It is thanks to Holly Lofgreen that I have come back to this Intersection
and finally finished it and posted it after it sitting in my drafts folder for
at least a year. We have been discussing this ephemeral nature of the 
poem--where it comes from...where it goes--which has helped me to 
crystalize these thoughts. 

There is power, real power--the kind that comes 
from a vulnerable honesty--in her work.

You need to read her. 

12 thoughts on “Intersections: …time does not really exist…

  1. OK; so, the words themselves are neither bevelled in or out of the material they appear on (paper, stone … neither are they cut out by scissors), so they are not of the material they appear on; and yet appear they must from the maelstrom of cacophony brushing the leaves and grit round in the closed doorways of the mind, otherwise nothing makes sense; and yet, also, they can haphazard onto paper and make no sense to someone else who doesn’t care, or is too young, or is just not tuned-in (or dropped out) to parse, or even to oneself; there needs to be a meeting – an alignment – of the maelstrom of the writer, the words ‘toned’/’tuned’ up out of the maelstrom, … annnd the reading of the reader eyes wide open to their own maelstrom, whether the reader is the writer herself or not (and, yes, I am thinking of the alignment of the planets and the sun which inaugurated the appearence of the obelisk to the apes which flung the bone into the air which waltzed gracefully to dock with the space station in the blink of time; c’mon, now, are you with me, are you with me!); a good writer attunes the words to mean whatever sense he can make, a brilliant writer arranges the words ‘just so’ (like ikebana) so that the words can accommodate a range of tunings (… chords, melodies, symphonies) depending on the skill of the reader’s readings; every good writer needs a good reader (even if only oneself), every brilliant writer is a doorman with a nice brown suit, top hat, a toothsome smile and a deep bow; words are metaphors, and metaphors ‘participate in that to which they point’ (Paul Tillich, my emphasis), participation is, at least, a three-way intersection

    Liked by 2 people

    • Thank you Mark. You have hit upon so many things that I have been thinking about regarding words and poetry, so many things that if they were nail-heads I’d be all buttoned up, cozy in my little shack, dark word-critters, slithering about in the corners, constellations whirring about my head, making me dizzy, woozy by the warmth of the fire of shared experience, in a state of correlative communion in my own beggar’s temple.
      I thank you, my friend.

      Liked by 2 people

  2. A constellation.
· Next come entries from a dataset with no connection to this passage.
PR #1679, opened 2022-10-27
feat: Add dialog prompt for download filename

JacksonIsaac:
## Example output

image


mturoci:
Thanks @JacksonIsaac. Unfortunately, I have to close this since this feature needs to be discussed and agreed upon first. Then we will create a GH issue with a detailed description to make it ready to be worked on. If you would like to contribute, please pick one of our existing GH issues.

JacksonIsaac:
Ah, that's indeed unfortunate. Who needs to discuss, and how long does it take to become a GH Issue ? Still trying to make it within the next few days for hacktoberfest :D

But definitely will keep contributing small fixes around later.

PR #1680, opened 2022-10-28
fix: Remove vertical scroll overflow in todo example

### LINKED ISSUE #776: Improvements to tour.py
Via @mturoci  #753

- [x] Split nav menu into subgroups (form / plots etc.) to make it easier for user when searching something.
- [x] Implement global search to quickly go to the example that user wants. This could be achieved by using either picker (not so great) or by #303 (better).
- [ ] Clean up all the examples and make them use only the minimum necessary card space (edit `box` attribute) so that it doesn't cause overflow within tour iframe even though content is short. In other words, prevent scrollbars where possible.
- [x] Distant future - integrate our online IDE and make the tour examples editable with live changes.

JacksonIsaac:
# Github issue

Fixes #776 

## Before output

before-tour-wave-todo

before-tour-wave-todo-add

## After output

after-tour-wave-todo

after-tour-wave-todo-add

### DIFF
--- a/py/examples/background.py
+++ b/py/examples/background.py
@@ -15,7 +15,7 @@ def blocking_function(secs) -> str:
 @app('/demo')
 async def serve(q: Q):
     if q.args.start:
-        q.page['form'] = ui.form_card(box='1 1 12 10', items=[ui.progress('Running...')])
+        q.page['form'] = ui.form_card(box='1 1 6 2', items=[ui.progress('Running...')])
         await q.page.save()
 
         seconds = random.randint(1, 6)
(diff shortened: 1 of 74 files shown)


JacksonIsaac:
@mturoci The latest commit should fix all the examples, both horizontal and vertical scroll wherever I could notice improvement opportunities.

I love that! How true, because aren’t we always trying to identify creatures up there in the stars too, and the exhumation process of “finding” the poem that exists before us and after us and, even more, outside of time is a delicate one—as delicate as finding some centering or truth or image in the night stars.

    I think we’re both from Outer Space….
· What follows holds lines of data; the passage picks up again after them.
PR #1681, opened 2022-10-29
fix: Reduce space between searchbar and table

### LINKED ISSUE #1492: Table with Search Bar has wastage of space
A table with a search bar leads to a large wasted space between the bar and the table.

A much smaller gap to utilize maximum space.

Screenshot 2022-06-09 at 6 26 12 PM

JacksonIsaac:
# Github Issue
Fixes #1492 

## Before 
image

## After
image

#### With pixel spacing dimension

image

image

#### Side by side (groupby and search)

image
image

### DIFF
--- a/ui/src/table.tsx
+++ b/ui/src/table.tsx
@@ -860,7 +860,7 @@ export const
         if (items.length > 10) return 500
 
         const
-          topToolbarHeight = searchableKeys.length || groupable ? 80 : 0,
+          topToolbarHeight = searchableKeys.length || groupable ? (groupable ? 80 : 46) : 0,
           headerHeight = 50,
           rowHeight = m.columns.some(c => c.cell_type?.progress) ? 76 : 48,
           footerHeight = m.downloadable || m.resettable || searchableKeys.length || m.columns.some(c => c.filterable) ? 46 : 0,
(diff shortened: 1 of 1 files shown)


mturoci:
How big is the gap? It would be great if it was exactly `15px`. Also can you also include screenshots of:

* Just searchbar - already included.
* Just groupby
* Searchbar + groupby together.

We need to make sure all these are consistent and have the same vertical spacing.

JacksonIsaac:
I have added screenshots for the pixel dimension between search/groupby bar and the table. The gap for searchbar is ~16px and for groupby is ~15px. I tried few different parameters, but this was the best I could get for them.

mturoci:
> The gap for searchbar is ~16px and for groupby is ~15px

Unfortunately, that's not good enough since they can be also displayed side by side in which case, it will not look good.

JacksonIsaac:
@mturoci how can I try that scenario where both are used side by side ? Do you perhaps have an example maybe ?

mturoci:
`table.py` should have them both IIRC.

JacksonIsaac:
When put together, in table.py example both search and groupby had exact space of 15px

image

mturoci (approved):
Thanks @JacksonIsaac!

PR #1694, opened 2022-11-13
feat: allow adjustable height of copyable text

cvanvoorhis:
This change adds a height attribute to ui.copyable text so that copyable textbox height can stay consistent with textbox height, as specified in issue #1302.

See example use case:
- text box of certain height
- user enters text and hits Submit
- if the query was successfully, user gets back a "copyable text box" of same height (i.e. ui.copyable_text() of same height)

Also includes updated docs and example.

### DIFF
--- a/ui/src/copyable_text.tsx
+++ b/ui/src/copyable_text.tsx
@@ -51,11 +51,13 @@ export interface CopyableText {
   name?: S
   /** True if the component should allow multi-line text entry. */
   multiline?: B
+  /** The adjustable height of the textbox. */
+  height?: S
 }
 
 export const XCopyableText = ({ model }: { model: CopyableText }) => {
   const
-    { name, multiline, label, value } = model,
+    { name, multiline, label, value, height } = model,
     ref = React.useRef<Fluent.ITextField>(null),
     timeoutRef = React.useRef<U>(),
     [copied, setCopied] = React.useState(false),
@@ -80,7 +82,14 @@ export const XCopyableText = ({ model }: { model: CopyableText }) => {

    Thank you for the shout out.

    And those twigs in the whiteness of the snow—well, it’s those first few sentences that can either lead me to a certain measured success or expose me as an imposter during some particular effort. And when I like those first lines, I get hung up on that which I like about them, and I go nowhere. This being human is a bitch, but the meaning making through poems—this whole exhumation process—it’s so exhausting.

    Thank you. Again.

    Liked by 1 person

    • You are most welcome. “Imposter syndrome”–Yes, it is I think, perhaps unavoidable as soon as one begins to take oneself seriously. But I assure you, you have nothing to worry about. You are the real deal. The fact that you worry about it proves it. So it’s kind of the opposite of “being cool”? Or like being a parent–often times the simple fact that you worry about doing a good job means you’re probably doing a good job.

      When I was (much) younger and walking was my main form of transport, streetlights would often go out as I walked under them. My wife is convinced that I was abducted by aliens. Apparently this phenomena is a sign…..

      Liked by 1 person

  3. My undying love for your words continues. This was unexpected, and it seems, long-due. I’m glad I got to be a part of it. I feel like I spend so much time writing… but just now I got to be a reader, and feel elevated. Thank you. I’ve also flipped over to Holly’s blog and will follow along with her journey, too.

    Liked by 1 person

  4. A melange, a constellation where synaesthesia reigns. 🙂 This is an utterly beautiful description of what a poem is. Sigh. And the photos! The images and text are brilliant together. I love the Merwin quote. And I like that a conversation with another sensitive human helped you nudge this piece into shape and get it over here, where I could read it. What a feast.
    I was just reading about constellations of birds this morning…Henry Beston (1888-1968)….The Outermost House: A Year of Life on the Great Beach of Cape Cod.
    “Standing on the beach, fresh claw marks at my feet, I watch the lovely sight of the group instantly turned into a constellation of birds, into a fugitive pleiades whose living stars keep their chance positions; I watch the spiraling flight, the momentary tilt of the white bellies, the alternate shows of the clustered, grayish backs”…..”No aspect of nature on this beach is more mysterious to me than the flights of these shorebird constellations. The constellation forms, as I have hinted, in a moment of time, and in that same instant develops its own will. Birds which have been feeding yeards away from each other, each one individually busy for his individual body’s sake, suddenly fuse into this new volition and flying, rise as one, coast as one, tilt their dozen bodies as one, and as one wheel off on the course which the new group will has determined.”

    Liked by 1 person

    • I am so glad that you connected with this, Lynn. And I am honored by your words.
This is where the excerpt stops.